The subscript operator, which is square brackets [], retrieves items from subscriptable objects like lists or tuples. The operator in fact calls the __getitem__ method, for example, a[i] is equivalent to a.__getitem__(i).

All subscriptable objects have a __getitem__ method. Functions do not contain items and do not have a __getitem__ method. We can verify that functions objects do not have the __getitem__ method by defining a function and passing it to the dir() method:

def add(a, b):
   result = a + b
   return result

print(type(add))

print(dir(add))
<class 'function'>

['__annotations__', '__call__', '__class__', '__closure__', '__code__', '__defaults__', '__delattr__', '__dict__', '__dir__', '__doc__', '__eq__', '__format__', '__ge__', '__get__', '__getattribute__', '__globals__', '__gt__', '__hash__', '__init__', '__init_subclass__', '__kwdefaults__', '__le__', '__lt__', '__module__', '__name__', '__ne__', '__new__', '__qualname__', '__reduce__', '__reduce_ex__', '__repr__', '__setattr__', '__sizeof__', '__str__', '__subclasshook__']

Let’s look at an example of accessing an item from a list:

numbers = [0, 1, 2, 3, 4]

print(numbers[2])
2

The value at the index position 2 is 2. Therefore, the code returns 2.

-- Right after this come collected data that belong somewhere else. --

PR #3390, opened 2023-11-06
PIVOT ON support

egor-ryashin:


runtime/queries/metricsview_aggregation.go
```diff
@@ -76,14 +91,138 @@ func (q *MetricsViewAggregation) Resolve(ctx context.Context, rt *runtime.Runtim
...
+	})
+	if connErr != nil {
+		return connErr
+	}
+
+	conn, err := connector.Connect(ctx)
+	if err != nil {
+		return err
+	}
+	defer conn.Close()
```
begelundmuller, line 132: The `db` variable will be `nil` on every invocation after the first (which triggers `dbOnce`). Generally, this code mixes up `db` and `conn` multiple places.

I would propose moving the entire olapQuery -> temporary table in a temporary DuckDB handle logic into a util function. Something like:
```
schema, data, err := olapQuery(...)
if err != nil {...}

conn, tableName, release, err := ephemeralDuckDBForResult(schema, data)
// ...
```

If you use that for Druid, combined with a call to `WithConnection` for the DuckDB case (which provides access to the underlying `conn *sql.Conn` in the callback), you might be able to have common logic for doing the pivot (and export) for both. But it's also worth considering treating both cases completely separately, even if it's more verbose.

Regardless, I think the various bugs around connection management here show that it's worth putting some time into thinking about how to make the logic flows here as simple to understand/review as possible.

runtime/queries/metricsview_aggregation.go
```diff
@@ -11,6 +11,20 @@ import (
...
+	"sync"
+
+	"github.com/marcboeker/go-duckdb"
+	"github.com/rilldata/rill/runtime/pkg/pbutil"
+	"google.golang.org/protobuf/types/known/structpb"
+)
+
+var (
+	dbOnce    sync.Once
+	connector driver.Connector
```
begelundmuller, line 27: It's not safe to reuse a connector for multiple DBs. So it should be created at the same time as the `OpenDB` call, every time.

begelundmuller (changes requested):

runtime/drivers/duckdb/olap.go
```diff
@@ -696,3 +696,34 @@ func safeSQLString(name string) string {
...
+		}
+
+		fields[i] = &runtimev1.StructType_Field{
+			Name: ct.Name(),
+			Type: t,
+		}
+	}
+
+	return &runtimev1.StructType{Fields: fields}, nil
+}
```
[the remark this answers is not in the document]
egor-ryashin: Almost, the parameter type is different though 
image

runtime/queries/metricsview_aggregation.go
```diff
@@ -76,14 +91,138 @@ func (q *MetricsViewAggregation) Resolve(ctx context.Context, rt *runtime.Runtim
...
+	if err != nil {
+		return err
+	}
+
+	_, err = db.ExecContext(ctx, qry)
+	if err != nil {
+		return err
+	}
+	defer func() {
+		_, _ = db.ExecContext(ctx, `DROP TABLE "`+temporaryTableName+`"`)
```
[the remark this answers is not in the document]
egor-ryashin: DROP doesn't have TEMPORARY clause

runtime/queries/metricsview_aggregation.go
```diff
@@ -25,6 +43,7 @@ type MetricsViewAggregation struct {
 	Offset             int64                                        `json:"offset,omitempty"`
 	MetricsView        *runtimev1.MetricsViewSpec                   `json:"-"`
 	ResolvedMVSecurity *runtime.ResolvedMetricsViewSecurity         `json:"security"`
+	PivotOn            []string                                     `json:"pviot_on,omitempty"`
```
mindspank, line 46: `pviot_on` > `pivot_on`

runtime/drivers/duckdb/olap.go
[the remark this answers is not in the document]
egor-ryashin: Removed.

runtime/queries/metricsview_aggregation.go
```diff
@@ -276,3 +457,163 @@ func (q *MetricsViewAggregation) buildTimestampExpr(dim *runtimev1.MetricsViewAg
...
+		query += fmt.Sprintf("%s %s", safeName(s.Name), duckDBType)
+		if i != len(schema.Fields) {
+			query += ","
+		}
+	}
+	query += ")"
+	return query, nil
+}
+
+func pbTypeToDuckDB(t *runtimev1.Type) (string, error) {
```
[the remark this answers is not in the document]
egor-ryashin: Removed.

egor-ryashin:
First benchmarks:
```
Running tool: /opt/homebrew/opt/go/libexec/bin/go test -benchmem -run=^$ -bench ^(BenchmarkMetricsViewsAggregation|BenchmarkMetricsViewsAggregation_pivot|BenchmarkMetricsViewsAggregation_spending|BenchmarkMetricsViewsAggregation_spending_pivot)$ github.com/rilldata/rill/runtime/queries -count=1

goos: darwin
goarch: arm64
pkg: github.com/rilldata/rill/runtime/queries
BenchmarkMetricsViewsAggregation-10                   	     268	   4406848 ns/op	   15070 B/op	     383 allocs/op
BenchmarkMetricsViewsAggregation_pivot-10             	     218	   5671571 ns/op	   19537 B/op	     432 allocs/op
BenchmarkMetricsViewsAggregation_spending-10          	      64	  16482316 ns/op	   15826 B/op	     373 allocs/op
BenchmarkMetricsViewsAggregation_spending_pivot-10    	      38	  32526113 ns/op	   77312 B/op	    1238 allocs/op
```
The growth is non-linear (may be due to temporary table - as the result is 10 rows).

egor-ryashin:
With the limit on subquery the benchmarks are:
```
Running tool: /opt/homebrew/opt/go/libexec/bin/go test -benchmem -run=^$ -bench ^(BenchmarkMetricsViewsAggregation|BenchmarkMetricsViewsAggregation_pivot|BenchmarkMetricsViewsAggregation_spending|BenchmarkMetricsViewsAggregation_spending_100|BenchmarkMetricsViewsAggregation_spending_pivot|BenchmarkMetricsViewsAggregation_spending_pivot_100)$ github.com/rilldata/rill/runtime/queries -count=1

goos: darwin
goarch: arm64
pkg: github.com/rilldata/rill/runtime/queries
BenchmarkMetricsViewsAggregation-10                       	     280	   4274759 ns/op	   15055 B/op	     383 allocs/op
BenchmarkMetricsViewsAggregation_pivot-10                 	     216	   5512721 ns/op	   18784 B/op	     407 allocs/op
BenchmarkMetricsViewsAggregation_spending-10              	      67	  16572626 ns/op	   15875 B/op	     373 allocs/op
BenchmarkMetricsViewsAggregation_spending_100-10          	      61	  16938342 ns/op	   87936 B/op	    2356 allocs/op
BenchmarkMetricsViewsAggregation_spending_pivot-10        	      66	  18002439 ns/op	   21155 B/op	     440 allocs/op
BenchmarkMetricsViewsAggregation_spending_pivot_100-10    	      51	  20305096 ns/op	  195780 B/op	    3670 allocs/op
```

runtime/drivers/duckdb/utils.go
```diff
@@ -13,7 +13,7 @@ import (
 )
 
 // rawConn is similar to *sql.Conn.Raw, but additionally unwraps otelsql (which we use for instrumentation).
-func rawConn(conn *sql.Conn, f func(driver.Conn) error) error {
+func RawConn(conn *sql.Conn, f func(driver.Conn) error) error {
 	return conn.Raw(func(raw any) error {
 		// For details, see: https://github.com/XSAM/otelsql/issues/98
```
begelundmuller, line 18: This is an implementation detail we should try to avoid leaking from the driver

runtime/queries/metricsview_aggregation.go
```diff
@@ -76,14 +90,159 @@ func (q *MetricsViewAggregation) Resolve(ctx context.Context, rt *runtime.Runtim
...
+
+	schema, data, err := olapQuery(ctx, olap, priority, sqlString, args)
+	if err != nil {
+		return err
+	}
+
+	duckDBOLAP, _ := handle.AsOLAP("")
+	err = duckDBOLAP.WithConnection(ctx, priority, false, false, func(ctx context.Context, ensuredCtx context.Context, conn *databasesql.Conn) error {
+		temporaryTableName := tempName("_for_pivot_")
+		createTableSQL, err := duckdbolap.CreateTableQuery(schema, temporaryTableName)
```
begelundmuller, line 148: We should avoid using our DuckDB OLAP driver for this kind of ephemeral in-memory transformation. A few reasons:
- Our driver has a lot of extra overhead, like loading a bunch of extensions, migrations for catalog tables, emitting DB stats telemetry, etc.
- It leaks some pretty internal details of the driver into the `runtime/queries` package (like the `RawConn` func should not be public)
- Lifecycle management of the DuckDB handle becomes tricky with a global here, since DuckDB doesn't release memory it has taken. Since this is just for exports, it's probably better to open/close a handle on each call initially.

As discussed previously, I would suggest creating a generic `runtime/pkg/duckdbpivot` package with a `Pivot` function that takes a `sqlx.Rows` iterator as an argument, and returns a pivoted `sqlx.Rows`. Internally, it would use `database/sql` to directly open an in-memory DuckDB handle to just create the temporary table and do the pivot. 

That would also encapsulate the appender logic in a scoped package, and allow easier testing of the code.

===

An implication for the above is that here, the DuckDB and Druid cases become pretty different (since we want to avoid the overhead of converting from our DuckDB driver to `duckdbpivot`), but since the pivot SQL is pretty simple, I think some duplication is the best way to keep it simple.

runtime/queries/metricsview_aggregation.go
```diff
@@ -173,13 +333,14 @@ func (q *MetricsViewAggregation) buildMetricsAggregationSQL(mv *runtimev1.Metric
...
 	for _, m := range q.Measures {
+		sn := safeName(m.Name)
 		switch m.BuiltinMeasure {
 		case runtimev1.BuiltinMeasure_BUILTIN_MEASURE_UNSPECIFIED:
 			expr, err := metricsViewMeasureExpression(mv, m.Name)
 			if err != nil {
 				return "", nil, err
 			}
-			selectCols = append(selectCols, fmt.Sprintf("%s as %s", expr, safeName(m.Name)))
+			selectCols = append(selectCols, fmt.Sprintf("%s as %s", expr, sn))
```
begelundmuller, line 343: `sn` only referenced once in the scope – probably simpler to keep as before

runtime/queries/metricsview_aggregation.go
```diff
@@ -246,16 +407,30 @@ func (q *MetricsViewAggregation) buildMetricsAggregationSQL(mv *runtimev1.Metric
...
+			strings.Join(selectCols, ", "),
+			safeName(mv.Table),
+			strings.Join(unnestClauses, ""),
+			whereClause,
+			groupClause,
+			orderClause,
+			limitClause,
+			q.Offset,
+		)
+	}
```
begelundmuller, line 433: They seem equivalent apart from the offset clause? I would suggest we return an error if passing `q.Offset` together with `q.PivotOn`, since that's not easy to support right now

begelundmuller (changes requested):
Lastly, it's not currently adding any limits on the source Druid data. I would suggest we put a cap at e.g. 100k rows, and return an error if it's exceeded

runtime/queries/metricsview_aggregation.go
egor-ryashin: > Pivot function that takes a sqlx.Rows iterator as an argument, and returns a pivoted sqlx.Rows. Internally, it would use database/sql to directly open an in-memory DuckDB handle to just create the temporary table and do the pivot.

won't work. The function creates a handle but doesn't return it and it's not closed

egor-ryashin: btw, I cannot pass `sqlx.Rows` because I have `drivers.Result` from the `OLAPStore`

egor-ryashin: > Our driver has a lot of extra overhead, like loading a bunch of extensions, migrations for catalog tables, emitting DB stats telemetry, etc.
It leaks some pretty internal details of the driver into the runtime/queries package (like the RawConn func should not be public)
Lifecycle management of the DuckDB handle becomes tricky with a global here, since DuckDB doesn't release memory it has taken. Since this is just for exports, it's probably better to open/close a handle on each call initially.

Addressed those.

egor-ryashin:
Benchmarks:
```
goos: darwin
goarch: arm64
pkg: github.com/rilldata/rill/runtime/queries
BenchmarkMetricsViewsAggregation-10                           	     278	   4322011 ns/op	   15070 B/op	     383 allocs/op
BenchmarkMetricsViewsAggregation_pivot_2_measures-10          	     130	   8498407 ns/op	   81369 B/op	     592 allocs/op
BenchmarkMetricsViewsAggregation_pivot-10                     	     213	   5566473 ns/op	   18764 B/op	     407 allocs/op
BenchmarkMetricsViewsAggregation_spending-10                  	      62	  17000323 ns/op	   15923 B/op	     373 allocs/op
BenchmarkMetricsViewsAggregation_spending_100-10              	      64	  17758497 ns/op	   87879 B/op	    2355 allocs/op
BenchmarkMetricsViewsAggregation_spending_pivot-10            	      64	  18638850 ns/op	   21165 B/op	     440 allocs/op
BenchmarkMetricsViewsAggregation_spending_pivot_100-10        	      52	  19814269 ns/op	  195862 B/op	    3671 allocs/op
BenchmarkMetricsViewsAggregation_Druid_2_measures-10          	       6	 213449556 ns/op	   38426 B/op	     457 allocs/op
BenchmarkMetricsViewsAggregation_Druid_pivot-10               	      12	 103349292 ns/op	   21792 B/op	     256 allocs/op
BenchmarkMetricsViewsAggregation_Druid_pivot_2_measures-10    	       9	 125543921 ns/op	   28650 B/op	     343 allocs/op
```

runtime/queries/metricsview_aggregation.go
```diff
@@ -471,6 +471,9 @@ func (q *MetricsViewAggregation) buildMetricsAggregationSQL(mv *runtimev1.Metric
 			*q.Limit = 100
 		}
 		limitClause = fmt.Sprintf("LIMIT %d", *q.Limit)
+	} else if q.PivotOn != nil {
+		l := 1_000_000 / cols
+		limitClause = fmt.Sprintf("LIMIT %d", l)
 	}
```
begelundmuller, line 477: 1. Pull the number into a constant at the top of the file, as suggested in the previous comment
2. We need to return an error if the limit is exceeded (for both DuckDB and Druid). Since otherwise people would get partial/wrong results. So the limit probably needs to be `maxPivotCells + 1` and then after querying, it count the number of rows and check it's `<= maxPivotCells`.

begelundmuller (changes requested):
There are also some merge conflicts to address

begelundmuller (approved):

PR #3412, opened 2023-11-07
 Bugbash: make shift+click alert the same in dimension table and leaderboard

bcolloran:
fixes bugbash item here: https://www.notion.so/rilldata/Bug-Bash-Rill-GA-6867ccc289494508ae5f8d966d8902c5?pvs=4#b67e3c98591249679788a9b275588780


djbarnwal (approved):
Looks good!

PR #3417, opened 2023-11-08
Adding parsing of rill iso extensions

AdityaHegde:
To be able to support all time settings supported in UI in reports we need to extend the ISO8601 format. Using `rill-<DAX>` to add support for things like Year-to-Date, Previous-Month etc.


runtime/pkg/duration/duration.go
```diff
@@ -36,15 +57,23 @@ var (
 func ParseISO8601(from string) (Duration, error) {
```
begelundmuller, line 57: Need to update the docstring here to describe the new extension supported.

runtime/pkg/duration/duration.go
```diff
@@ -5,12 +5,20 @@ import (
...
-// Duration represents an ISO8601 duration with Rill-specific extensions.
+type Duration interface {
+	Add(t time.Time) time.Time
+	Sub(t time.Time) time.Time
+}
+
+// StandardDuration represents an ISO8601 duration with Rill-specific extensions.
 // See ParseISO8601 for details.
-type Duration struct {
+type StandardDuration struct {
```
begelundmuller, line 21: The word "standard" kind of implies that it doesn't have Rill-specific extensions. The only Rill-specific extension it has is support for `inf`. With the new interface, would suggest moving that out into a separate type `InfDuration` (then this type becomes standard-only).

runtime/pkg/duration/duration.go
```diff
@@ -36,15 +57,23 @@ var (
...
+		return StandardDuration{Inf: true}, nil
+	}
+
+	rillDur := strings.Replace(from, "rill-", "", 1)
+	if a, ok := daxToDateNotations[rillDur]; ok {
+		return ToDateDuration{anchor: a}, nil
+	}
+	if o, ok := daxOffsetNotations[rillDur]; ok {
+		return o, nil
 	}
```
begelundmuller, line 69: A brief comment explaining the `rill-` prefix here being used for dax would be helpful (future folks will lack that context)

runtime/pkg/duration/duration.go
```diff
@@ -104,3 +133,15 @@ func (d Duration) Sub(t time.Time) time.Time {
 	td := time.Duration(d.Second)*time.Second + time.Duration(d.Minute)*time.Minute + time.Duration(d.Hour)*time.Hour
 	return t.Add(-td)
 }
+
+type ToDateDuration struct {
+	anchor runtimev1.TimeGrain
+}
```
begelundmuller, line 139: Would propose changing it to `TruncToDate` instead, `ToDate` sounds like "convert to date".

Also, a small docstring would be helpful.

runtime/pkg/duration/duration.go
```diff
@@ -104,3 +133,15 @@ func (d Duration) Sub(t time.Time) time.Time {
...
+
+func (d ToDateDuration) Add(t time.Time) time.Time {
+	return time.Time{}
+}
+
+func (d ToDateDuration) Sub(t time.Time) time.Time {
+	return TruncateTime(t, d.anchor, t.Location(), 1, 1) // TODO: get first day and month
```
begelundmuller, line 146: Does this TODO need to be addressed now?

runtime/pkg/duration/duration.go
```diff
@@ -5,12 +5,20 @@ import (
 	"fmt"
 	"regexp"
 	"strconv"
+	"strings"
 	"time"
+
+	runtimev1 "github.com/rilldata/rill/proto/gen/rill/runtime/v1"
```
begelundmuller, line 11: We should avoid importing API types into generic `pkg` packages when possible. In this case, would consider seeing if you can find a relevant stdlib type or otherwise define an enum in this package (and have a simple `switch`-convert function on the `queries` package side).

runtime/pkg/duration/timeutil.go
```diff
@@ -0,0 +1,71 @@
+package duration
+
+import (
+	"time"
+
+	runtimev1 "github.com/rilldata/rill/proto/gen/rill/runtime/v1"
```
begelundmuller, line 6: Same comment about protos

runtime/pkg/duration/timeutil.go
```diff
@@ -0,0 +1,71 @@
...
+
+	// Load IANA time zone data
+	_ "time/tzdata"
+)
+
+func TruncateTime(start time.Time, tg runtimev1.TimeGrain, tz *time.Location, firstDay, firstMonth int) time.Time {
```
begelundmuller, line 12: Since this doesn't use the `Duration` type at all, should it maybe be moved to a separate package `timeutil`? (Could define the generic non-proto grain type we need in there and use it in the `duration` package)

begelundmuller (changes requested):

runtime/pkg/duration/duration.go
AdityaHegde: It is not really supported in the frontend. We can revisit this once we have scheduled reports released.

begelundmuller (approved):
Looks good!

Functions are not subscriptable. Therefore, you cannot use square syntax to access the items in a function or to call a function, and functions can only return a subscriptable object if we call them.

The error “TypeError: ‘function’ object is not subscriptable” occurs when you try to access a function as if it were a subscriptable object. There are two common mistakes made in code that can raise this error.

  • Calling a function using square brackets
  • Assigning a function the same name as a subscriptable object

Example #1: Calling a Function Using Square Brackets

You can call a function using parentheses after the function name, and indexing uses square brackets after the list, tuple, or string name. If we put the indexing syntax after a function name, the Python interpreter will try to perform the indexing operation on the function. Function objects do not support the indexing operation, and therefore the interpreter will throw the error.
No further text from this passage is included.